Transplantation. 2011 Mar 27;91(6):657-65. doi: 10.1097/TP.0b013e3182094a5a.
Loss of kidney graft function due to interstitial fibrosis (IF) and tubular atrophy (TA) is the most common cause of kidney allograft loss.
One hundred one allograft tissues (26 samples with IF/TA, 17 normal allografts, and an independent biopsy group collected at 3 month [n=34] posttransplantation) underwent microarray analysis to identify early detection/diagnostic biomarkers of IF/TA. Profiling of 24 allograft biopsies collected at or after 9-month posttransplantation (range 9-18 months) was used for validation. Three-month posttransplantation biopsies were classified as IF/TA nonprogressors (group 1) or progressors (group 2) using graft function and histology at 9-month posttransplantation.
We identified 2223 differentially expressed probe sets between IF/TA and normal allograft biopsies using a Bonferroni correction. Genes up-regulated in IF/TA were primarily involved in pathways related to T-cell activation, natural killer cell-mediated cytotoxicity, and programmed cell death. A least absolute shrinkage and selection operator model was derived from the differentially expressed probe sets, resulting in a final model that included 10 probe sets and had 100% training set accuracy. The N-fold crossvalidated error was 2.4% (sensitivity 95.8% and specificity 100%).
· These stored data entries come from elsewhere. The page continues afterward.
PR #2444, opened 2026-04-22
tokio-quiche: opt-in QLOG compression (gzip, zstd)

estcarisimo:
## Summary

Adds two opt-in Cargo features, `qlog-gzip` and `qlog-zstd`, that wrap `tokio-quiche`'s qlog writer in a streaming gzip or zstd encoder and emit `.sqlog.gz` / `.sqlog.zst` respectively. A new `QuicSettings::qlog_compression` field selects the algorithm (`QlogCompression::{None, Gzip, Zstd}`, default `None`). When `None` is selected — or when a feature is not compiled in — the writer stays on the pre-patch `BufWriter<File>` path and emits byte-identical `.sqlog` output.

Both features may be enabled together: the choice is made per connection at runtime via the config field.

Motivation: QUIC / HTTP/3 benchmarking and observability pipelines produce large qlog traces per run, many of which ship off-host for offline analysis. Using simulation in a controlled environment on ~10 real traces shows zstd-1 reaching ~8.0% of raw at ~34 ms/connection, vs gzip-6 at ~8.1% / ~374 ms/connection — same ratio, ~11× cheaper CPU.

## What's in the change

- **New public enum `tokio_quiche::settings::QlogCompression`** with `None` (always available, default), `Gzip` (requires `qlog-gzip`), and `Zstd` (requires `qlog-zstd`). Uses the foundations `#[settings]` macro so it deserializes from YAML/JSON like the rest of the config surface; derives `Copy + Eq + PartialEq` so it can be passed by value into the internal `Config`.
- **New field** `QuicSettings::qlog_compression: QlogCompression` with `#[serde(default)]`. Existing config files without this field continue to deserialize unchanged.
- **Dedicated internal module `tokio_quiche::qlog`** (`src/qlog.rs`) owns the enum, `make_qlog_writer`, and the zstd drop-wrapper. This keeps the qlog plumbing in one place and leaves room for future additions (configurable compression level, custom filename format, output-buffer tuning) without bloating `quic/mod.rs`. The public path `tokio_quiche::settings::QlogCompression` is preserved as a re-export.
- **`make_qlog_writer` returns `Box<dyn Write + Send + Sync>`** with three arms:
  - `None` → `.sqlog` + `BufWriter<File>` (byte-identical to the pre-patch default).
  - `Gzip` → `.sqlog.gz` + `flate2::write::GzEncoder<BufWriter<File>>`.
  - `Zstd` → `.sqlog.zst` + `zstd::Encoder<BufWriter<File>>` wrapped in a local `ZstdFinishOnDrop<W>` so the zstd frame trailer is flushed when the qlog streamer drops. `zstd`'s own `AutoFinishEncoder` is `!Sync` (holds a user closure), while `quiche::Connection::set_qlog` requires `Send + Sync`; the local wrapper preserves those bounds.
- **Defence-in-depth** path-traversal validator at the top of `make_qlog_writer` rejects `id` values that are empty or contain `/`, `\`, `\0`, or `..`. Today the `id` is the `Debug` form of the source CID (lowercase hex), so the validator only fires on genuinely malformed inputs — a future `Debug` change or a caller passing a differently-formatted identifier cannot escape the configured qlog directory. Rejections return `io::ErrorKind::InvalidInput`; existing `if let Ok(writer)` call sites degrade gracefully by skipping qlog setup for that connection.
- **Memory invariant**: no `Vec<u8>` accumulator anywhere in the qlog path. Every encoder wraps `BufWriter<File>` directly; chunks flush at the 8 KiB buffer boundary regardless of connection lifetime.
- **Dependencies**: `flate2` is optional with `default-features = false, features = ["rust_backend"]`, so `qlog-gzip` adds no C dependency. `zstd` is optional and links against `zstd-sys` (C); opt-in and documented in both `Cargo.toml` and the enum docstring.

## Testing

`tokio-quiche/tests/integration_tests/qlog_compression.rs` drives each `QlogCompression` variant end-to-end through a real QUIC + HTTP/3 handshake and asserts per variant:

- Emitted file has the expected extension (`.sqlog`, `.sqlog.gz`, `.sqlog.zst`).
- File starts with the expected magic bytes (gzip `1f 8b`, zstd `28 b5 2f fd`).
- Decompressed content round-trips through `qlog::reader::QlogSeqReader`, yielding a header whose `serialization_format == "JSON-SEQ"` and at least one event. For zstd this implicitly validates that `ZstdFinishOnDrop::drop` fired — a truncated frame would fail to decode or parse.

An additional test `qlog_compression_both_features_coexist_at_runtime` (gated on `all(feature = "qlog-gzip", feature = "qlog-zstd")`) drives two connections in the same process, one configured for `Gzip` and one for `Zstd`, and round-trips both emitted files through the matching decoders — proving the two features coexist without conflict.

All feature combinations build:

```
cargo check -p tokio-quiche
cargo check -p tokio-quiche --features qlog-gzip
cargo check -p tokio-quiche --features qlog-zstd
cargo check -p tokio-quiche --features qlog-gzip,qlog-zstd
```

Integration suite runs clean under each of the above (`cargo test -p tokio-quiche --test main -- --test-threads=1`) with the new `qlog_compression` tests added per-feature.

## Notes for reviewers

- 10 files changed, +601 / −16. If your diff looks larger, check the target branch.
- `qlog` and `tempfile` are added as `[dev-dependencies]` only (for the `QlogSeqReader` round-trip helper and test tmpdirs).
- The `zstd` level is hardcoded to 3 (the zstd default) in `make_qlog_writer`. Exposing it via a config field is a natural follow-up if benchmarking shows a different default is warranted.

### DIFF
--- a/qlog/src/reader.rs
+++ b/qlog/src/reader.rs
@@ -24,7 +24,14 @@
 // NEGLIGENCE OR OTHERWISE) ARISING IN ANY WAY OUT OF THE USE OF THIS
 // SOFTWARE, EVEN IF ADVISED OF THE POSSIBILITY OF SUCH DAMAGE.
 
+use std::fs::File;
+use std::io::BufReader;
+use std::path::Path;
+
 use crate::QlogSeq;
+use crate::SQLOG_EXT;
+use crate::SQLOG_GZ_EXT;
+use crate::SQLOG_ZST_EXT;
 
 /// Represents the format of the read event.
 #[allow(clippy::large_enum_variant)]
@@ -64,6 +71,92 @@ impl<'a> QlogSeqReader<'a> {
 
             Err(e) => Err(e.into()),
         }
+    }
+
+    /// Convenience constructor that opens `path` and picks a streaming
+    /// decoder based on the file's compound extension:
+    ///
+    /// * `*.sqlog` -> raw JSON-SEQ (always available).
+    /// * `*.sqlog.gz` -> gzip via `flate2` (requires the `gzip` feature).
+    /// * `*.sqlog.zst` -> zstd via `zstd` (requires the `zstd` feature).
+    ///
+    /// The dispatch tests the *compound* suffix (`.sqlog.gz`,
+    /// `.sqlog.zst`, `.sqlog`) on the full filename, in that order.
+    /// This rejects bare `.gz` or `.zst` names that do not also carry
+    /// the `.sqlog` segment, and avoids the trap where
+    /// [`Path::extension`] strips only the last component (which
+    /// would silently accept `something.tar.gz`).
+    ///
+    /// Unknown extensions, or compressed extensions whose matching
+    /// feature is not enabled, return an [`std::io::ErrorKind::Unsupported`]
+    /// error with a message pointing at the feature that is needed.
+    ///
+    /// This is the intended single entry point for reading a qlog
+    /// file regardless of compression.
+    pub fn with_file(
+        path: impl AsRef<Path>,
+    ) -> Result<Self, Box<dyn std::error::Error>> {
+        let path = path.as_ref();
+        let file = File::open(path)?;
+        let name = path.file_name().and_then(|s| s.to_str()).unwrap_or("");
+
+        // Order matters: `.sqlog.gz` and `.sqlog.zst` must be tested
+        // before `.sqlog` (every compressed suffix also ends with
+        // `.sqlog` if you only look at the last extension).
+        //
+        // Each compound suffix is matched exactly once. The
+        // `#[cfg(feature = "...")]` lives inside the `if` body so the
+        // disabled-feature path can return a helpful error rather
+        // than falling through to the unknown-extension branch.
+        if name.ends_with(SQLOG_GZ_EXT) {
+            #[cfg(feature = "gzip")]
+            {
+                let reader: Box<dyn std::io::BufRead + Send + Sync> =
+                    Box::new(BufReader::new(flate2::read::GzDecoder::new(file)));
+                return Self::new(reader);
+            }
+            #[cfg(not(feature = "gzip"))]
+            return Err(std::io::Error::new(
+                std::io::ErrorKind::Unsupported,
+                format!(
+                    "qlog file {name:?} requires the `gzip` feature on \
+                     the qlog crate to decode"
+                ),
+            )
+            .into());
+        }
+        if name.ends_with(SQLOG_ZST_EXT) {
+            #[cfg(feature = "zstd")]
+            {
+                let decoder = zstd::Decoder::new(file)?;
+                let reader: Box<dyn std::io::BufRead + Send + Sync> =
+                    Box::new(BufReader::new(decoder));
+                return Self::new(reader);
+            }
+            #[cfg(not(feature = "zstd"))]
+            return Err(std::io::Error::new(
+                std::io::ErrorKind::Unsupported,
+                format!(
+                    "qlog file {name:?} requires the `zstd` feature on \
+                     the qlog crate to decode"
+                ),
+            )
+            .into());
+        }
+        if name.ends_with(SQLOG_EXT) {
+            let reader: Box<dyn std::io::BufRead + Send + Sync> =
+                Box::new(BufReader::new(file));
+            return Self::new(reader);
+        }
+
+        Err(std::io::Error::new(
+            std::io::ErrorKind::Unsupported,
+            format!(
+                "qlog file {name:?} does not match a known qlog \
+                 extension ({SQLOG_EXT}, {SQLOG_GZ_EXT}, {SQLOG_ZST_EXT})"
+            ),
+        )
+        .into())
     }
 
     fn read_record(
--- a/qlog/src/writer.rs
+++ b/qlog/src/writer.rs
@@ -1,0 +1,245 @@
+// Copyright (C) 2026, Cloudflare, Inc.
+// All rights reserved.
+//
+// Redistribution and use in source and binary forms, with or without
+// modification, are permitted provided that the following conditions are
+// met:
+//
+//     * Redistributions of source code must retain the above copyright notice,
+//       this list of conditions and the following disclaimer.
+//
+//     * Redistributions in binary form must reproduce the above copyright
+//       notice, this list of conditions and the following disclaimer in the
+//       documentation and/or other materials provided with the distribution.
+//
+// THIS SOFTWARE IS PROVIDED BY THE COPYRIGHT HOLDERS AND CONTRIBUTORS "AS
+// IS" AND ANY EXPRESS OR IMPLIED WARRANTIES, INCLUDING, BUT NOT LIMITED TO,
+// THE IMPLIED WARRANTIES OF MERCHANTABILITY AND FITNESS FOR A PARTICULAR
+// PURPOSE ARE DISCLAIMED. IN NO EVENT SHALL THE COPYRIGHT HOLDER OR
+// CONTRIBUTORS BE LIABLE FOR ANY DIRECT, INDIRECT, INCIDENTAL, SPECIAL,
+// EXEMPLARY, OR CONSEQUENTIAL DAMAGES (INCLUDING, BUT NOT LIMITED TO,
+// PROCUREMENT OF SUBSTITUTE GOODS OR SERVICES; LOSS OF USE, DATA, OR
+// PROFITS; OR BUSINESS INTERRUPTION) HOWEVER CAUSED AND ON ANY THEORY OF
+// LIABILITY, WHETHER IN CONTRACT, STRICT LIABILITY, OR TORT (INCLUDING
+// NEGLIGENCE OR OTHERWISE) ARISING IN ANY WAY OUT OF THE USE OF THIS
+// SOFTWARE, EVEN IF ADVISED OF THE POSSIBILITY OF SUCH DAMAGE.
+
+//! QLOG file writer plumbing -- compression-aware companion to
+//! [`crate::reader`].
+//!
+//! This module owns the writer-side surface for emitting JSON-SEQ
+//! qlog streams, optionally wrapped in a streaming compressor. It is
+//! a deliberate exception to the qlog crate's otherwise pure-data
+//! posture: the writer helpers, the compression enum, and the
+//! filename / extension conventions live here so any consumer
+//! (tokio-quiche, [`crate::reader::QlogSeqReader::with_file`],
+//! external tooling) shares a single canonical writer story.
+//!
+//! Compression is opt-in via Cargo features:
+//! * `gzip` pulls in [`flate2`].
+//! * `zstd` pulls in the [`zstd`] crate (C dependency via `zstd-sys`).
+//!
+//! The [`QlogCompression`] enum's `Gzip` and `Zstd` variants are
+//! compile-time gated on their respective features, so a build that
+//! disables one of them cannot construct the unsupported variant.
+//!
+//! Bytes flow `producer -> [compressor] -> W` where `W` is any
+//! `Write + Send + Sync + 'static`. No buffering is added here: both
+//! `flate2` and `zstd` emit output in large chunks (DEFLATE blocks /
+//! zstd frames), so an extra `BufWriter` is redundant; callers are
+//! free to add one if they need to.
+
+use std::fs::File;
+use std::io;
+use std::io::Write;
+use std::path::Path;
+
+// Extension constants live at the crate root so they can be shared
+// between [`crate::writer`] and [`crate::reader`] without either
+// module depending on the other. Re-exported here for ergonomic
+// access via `qlog::writer::SQLOG_EXT` etc.
+pub use crate::SQLOG_EXT;
+pub use crate::SQLOG_GZ_EXT;
+pub use crate::SQLOG_ZST_EXT;
+
+/// Boxed `Write` returned by [`make_qlog_writer`] /
+/// [`make_qlog_writer_from_path`].
+///
+/// Producers (e.g. `quiche::Connection::set_qlog`) typically require
+/// `Send + Sync`; the boxed form keeps the writer object-safe across
+/// the compression-vs-no-compression branches.
+pub type QlogFileWriter = Box<dyn Write + Send + Sync>;
+
+/// Compression algorithm applied to QLOG output streams.
+///
+/// `None` is always available. `Gzip` and `Zstd` are compile-time
+/// gated on the `gzip` and `zstd` Cargo features respectively; a
+/// build that disables one of those features cannot reference the
+/// corresponding variant.
+#[derive(
+    Clone,
+    Copy,
+    Debug,
+    Default,
+    Eq,
+    PartialEq,
+    serde::Deserialize,
+    serde::Serialize,
+)]
+#[serde(rename_all = "snake_case")]
+pub enum QlogCompression {
+    /// No compression. Emit raw `.sqlog` files.
+    #[default]
+    None,
+    /// Gzip streaming compression (DEFLATE + gzip framing). Emits
+    /// `.sqlog.gz` files. Requires the `gzip` Cargo feature.
+    #[cfg(feature = "gzip")]
+    Gzip,
+    /// Zstd streaming compression. Emits `.sqlog.zst` files. Requires
+    /// the `zstd` Cargo feature.
+    #[cfg(feature = "zstd")]
+    Zstd,
+}
+
+#[cfg(feature = "foundations")]
+impl foundations::settings::Settings for QlogCompression {}
+
+/// Return the qlog filename (not including the directory) for a
+/// stream whose identifier is `id`, with the suffix matching
+/// `compression`: `<id>.sqlog`, `<id>.sqlog.gz`, or `<id>.sqlog.zst`.
+pub fn qlog_file_name(id: &str, compression: QlogCompression) -> String {
+    match compression {
+        QlogCompression::None => format!("{id}{SQLOG_EXT}"),
+        #[cfg(feature = "gzip")]
+        QlogCompression::Gzip => format!("{id}{SQLOG_GZ_EXT}"),
+        #[cfg(feature = "zstd")]
+        QlogCompression::Zstd => format!("{id}{SQLOG_ZST_EXT}"),
+    }
+}
+
+/// Wrap `inner` in the streaming encoder selected by `compression`
+/// and return a boxed `Write` that a qlog producer (e.g. quiche via
+/// `set_qlog`) writes into.
+///
+/// The generic `W` bound lets production call sites pass a
+/// `std::fs::File` while tests can pass an in-process buffer (e.g.
+/// `Vec<u8>`). For the common case of "open a file at this path and
+/// pick the compressor by extension" use
+/// [`make_qlog_writer_from_path`].
+///
+/// No buffering is added here.
+pub fn make_qlog_writer<W>(
+    inner: W, compression: QlogCompression,
+) -> io::Result<QlogFileWriter>
+where
+    W: Write + Send + Sync + 'static,
+{
+    match compression {
+        QlogCompression::None => Ok(Box::new(inner)),
+        #[cfg(feature = "gzip")]
+        QlogCompression::Gzip => {
+            let encoder = flate2::write::GzEncoder::new(
+                inner,
+                flate2::Compression::default(),
+            );
+            Ok(Box::new(encoder))
+        },
+        #[cfg(feature = "zstd")]
+        QlogCompression::Zstd => {
+            // Level 3 is the zstd default: a balanced point on the
+            // ratio-vs-speed curve.
+            let encoder = zstd::Encoder::new(inner, 3)?;
+            Ok(Box::new(ZstdFinishOnDrop {
+                encoder: Some(encoder),
+            }))
+        },
+    }
+}
+
+/// Convenience function to create a File at `path` with a writer
+/// based on `compression`.
+///
+/// Equivalent to manually creating a File and passing it to
+/// [`make_qlog_writer`].
+pub fn make_qlog_writer_from_path<P: AsRef<Path>>(
+    path: P, compression: QlogCompression,
+) -> io::Result<QlogFileWriter> {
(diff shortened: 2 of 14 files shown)


qlog/src/writer.rs
```diff
@@ -0,0 +1,213 @@
...
+/// build.
+#[settings]
+#[derive(Copy, Eq, PartialEq)]
+pub enum QlogCompression {
+    /// No compression. Emit raw `.sqlog` files.
+    #[default]
+    None,
+    /// Gzip streaming compression (DEFLATE + gzip framing). Emits
+    /// `.sqlog.gz` files. Requires the `qlog-gzip` Cargo feature.
+    Gzip,
```
gregor-cf, line 95: I'd gate this variant on `#[cfg(feature = "qlog-gzip")]` (and similarly for Zstd). That way it's a compile-time error if a user tries to use a compression algo that's not enabled. 
This will also work smoothly when the config is deserialized by `foundations` (foundations has two modes. the user can decide if unknown variants are deserialized as the default option or if they fail deserialization).

qlog/src/writer.rs
```diff
@@ -0,0 +1,213 @@
...
+
+    let mut path = std::path::PathBuf::from(dir);
+
+    match compression {
+        QlogCompression::None => {
+            path.push(format!("{id}.sqlog"));
+            let file = std::fs::File::create(&path)?;
+            Ok(Box::new(std::io::BufWriter::new(file)))
+        },
+        QlogCompression::Gzip => {
```
gregor-cf, line 138: if you add `cfg` guards to the variants as I suggested above, you can move the `#[cfg(feature = "qlog-gzip")]` to the match-arm directly.

tokio-quiche/tests/integration_tests/qlog_compression.rs
```diff
@@ -0,0 +1,319 @@
...
+/// Decode an emitted qlog file through the appropriate streaming
+/// decoder (picked by file extension), then parse the decoded byte
+/// stream as JSON-SEQ via [`QlogSeqReader`]. Returns the parsed
+/// [`qlog::QlogSeq`] header plus every [`Event`] the reader yields.
+///
+/// This is the end-to-end "does this file round-trip through the qlog
+/// parser" check: it goes further than the magic-byte / `0x1e`
+/// assertions by proving the emitted bytes form a syntactically valid
+/// JSON-SEQ qlog stream.
+fn decode_and_parse_qlog(path: &Path) -> (qlog::QlogSeq, Vec<Event>) {
```
LPardue: Now I look at it, this probably makes sense to put in the qlog crate itself. That way, any reading app (qlog-dancer, tests etc) can benefit.

For example, we could add a companion to QlogSeqReader::new called `with_file` that takes `path` and returns `-> Result<Self, Box<dyn std::error::Error>> `. Then here, you'd call that and do the result checkign and collection.

tokio-quiche/src/qlog.rs
```diff
@@ -0,0 +1,213 @@
...
+            path.push(format!("{id}.sqlog"));
+            let file = std::fs::File::create(&path)?;
+            Ok(Box::new(std::io::BufWriter::new(file)))
+        },
+        QlogCompression::Gzip => {
+            #[cfg(feature = "qlog-gzip")]
+            {
+                path.push(format!("{id}.sqlog.gz"));
+                let file = std::fs::File::create(&path)?;
+                let buffered = std::io::BufWriter::new(file);
```
gregor-cf: do we need a BufWriter here or does flate2 already write data in buffered chunks? If the latter, we shouldn't add another buffer.

tokio-quiche/tests/integration_tests/qlog_compression.rs
```diff
@@ -0,0 +1,319 @@
...
+/// teardown on localhost typically takes <10 ms; 200 ms is generous and
+/// keeps the tests fast.
+const DRAIN_DELAY: Duration = Duration::from_millis(200);
+
+/// Locate the single sqlog-ish file under `qlog_dir`, regardless of its
+/// exact name (the server picks the filename from the connection's
+/// source CID) or extension. Asserts exactly one file is present so a
+/// stray leftover from a prior run surfaces as a failure rather than a
+/// silent pick-one.
+fn find_qlog(qlog_dir: &Path) -> PathBuf {
```
LPardue: It seems we could sidestep some of this test busywork and simplify things with a little bit of effort. For example, If we added a `make_qlog_writer_for_test` under a `cfg test`, we have flexibility to target any writer. That could allow us to pipe the logs directly into a resource the test creates itself, such as some memmaped buffer.

Such an approach avoids having to go and fish for an actual file that is being created by TQ.

tokio-quiche/Cargo.toml
```diff
@@ -78,6 +96,15 @@ tokio-util = { workspace = true, features = [
 ] }
 url = { workspace = true }
 
+# Optional: gzip backend for `qlog-gzip`. The `rust_backend` feature selects
+# the pure-Rust `miniz_oxide` implementation, avoiding any C dependency.
+flate2 = { version = "1", default-features = false, features = [
+  "rust_backend",
```
gregor-cf: I think we should use the default features here. The `rust_backend` is the default anyways. this makes it clearer that apps using tokio-quiche can select their own flate2 backend and that backend will take precedence.

tokio-quiche/src/qlog.rs
```diff
@@ -0,0 +1,213 @@
...
+                let file = std::fs::File::create(&path)?;
+                Ok(Box::new(std::io::BufWriter::new(file)))
+            }
+        },
+        QlogCompression::Zstd => {
+            #[cfg(feature = "qlog-zstd")]
+            {
+                path.push(format!("{id}.sqlog.zst"));
+                let file = std::fs::File::create(&path)?;
+                let buffered = std::io::BufWriter::new(file);
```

When 3-month biopsies were tested using the model, all the samples were classified as normal. However, evaluating gene expression of the 3-month biopsies and fitting a new penalized model, 100% sensitivity was observed in classifying the samples as group1 or 2. This model was evaluated in the sample set collected at or after 9-month posttransplantation.
An IF/TA gene expression signature was identified, and it was useful for diagnosis but not prediction. However, gene expression profiles at 3 months might predict IF/TA progression.
由于间质纤维化 (IF) 和肾小管萎缩 (TA) 导致的移植物功能丧失是肾移植失败的最常见原因。
101 例移植组织(26 例 IF/TA 样本、17 例正常移植组织,以及 3 个月 [n=34] 移植后独立活检组)进行微阵列分析,以鉴定 IF/TA 的早期检测/诊断生物标志物。对 24 例移植后 9 个月或以上(9-18 个月)采集的移植组织进行分析以验证。采用 9 个月时的移植物功能和组织学将 3 个月时的活检分为 IF/TA 无进展组(第 1 组)或进展组(第 2 组)。
我们使用 Bonferroni 校正发现 IF/TA 与正常移植组织活检之间有 2223 个差异表达的探针。IF/TA 中上调的基因主要参与 T 细胞激活、自然杀伤细胞介导的细胞毒性和程序性细胞死亡途径。从差异表达探针中得出了最小绝对收缩和选择算子模型,最终模型包括 10 个探针,训练集准确率为 100%。N 折交叉验证误差为 2.4%(灵敏度 95.8%,特异性 100%)。使用该模型检测 3 个月时的活检时,所有样本均被归类为正常。然而,评估 3 个月时的基因表达并拟合新的惩罚模型时,将样本分类为第 1 组或第 2 组的灵敏度为 100%。该模型在移植后 9 个月或以上采集的样本中进行了评估。
鉴定了 IF/TA 的基因表达特征,该特征有助于诊断但不预测。然而,3 个月时的基因表达谱可能预测 IF/TA 的进展。